Exercise brief: In the entries below, count each line where "will" appears. Give the total and nothing more.

Data under study:
PR #2624, opened 2021-09-23
test: query with selection predicate on deleted data

NGA-TRAN:
Delete test for select query with selection predicates 

### DIFF
--- a/query_tests/src/sql.rs
+++ b/query_tests/src/sql.rs
@@ -975,62 +975,63 @@ async fn sql_select_with_three_deletes_from_three_chunks() {
     .await;
 }
 
-// #[tokio::test]
-// async fn sql_select_with_three_deletes_from_three_chunks_with_select_predicate() {
-// Hmm: It seems a bug here. I am working on this next
-// BUG:
-// let expected = vec![
-//     "+-----+-----+--------------------------------+",
-//     "| bar | foo | time                           |",
-//     "+-----+-----+--------------------------------+",
-//     "| 7   | me  | 1970-01-01T00:00:00.000000080Z |",
-//     "+-----+-----+--------------------------------+",
-// ];
+#[tokio::test]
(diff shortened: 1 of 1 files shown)


query_tests/src/sql.rs
```diff
@@ -975,62 +975,63 @@ async fn sql_select_with_three_deletes_from_three_chunks() {
...
+        "| 3   | you | 1970-01-01T00:00:00.000000070Z |",
+        "| 4   | me  | 1970-01-01T00:00:00.000000050Z |",
+        "| 5   | me  | 1970-01-01T00:00:00.000000060Z |",
+        "| 7   | me  | 1970-01-01T00:00:00.000000080Z |",
+        "+-----+-----+--------------------------------+",
+    ];
+
+    run_sql_test_case(
+        scenarios::delete::ThreeDeleteThreeChunks {},
+        "SELECT * from cpu where bar != 1.0",
```
NGA-TRAN, line 995: If we do not explicitly specify the float number `1.0`, we will get wrong results and can be flaky, too.

alamb: I bet it is "flaky" in the sense that the same data loaded into different types of chunks (eg. RUB vs non RUB) will get different answers

alamb (approved):
Gotta love the `.0`

query_tests/src/sql.rs
NGA-TRAN: Actually this caused me lot of headache today because if I changed the expected results which did not related to the query results at all, I got different query results. It is very very very weird. I think something that makes a pointer  points to a wrong place. @e-dard may have some idea

NGA-TRAN: @alamb I reviewed and you are correct that we get different results because of different chunk types. Got to love the test scenarios 😄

Response: 2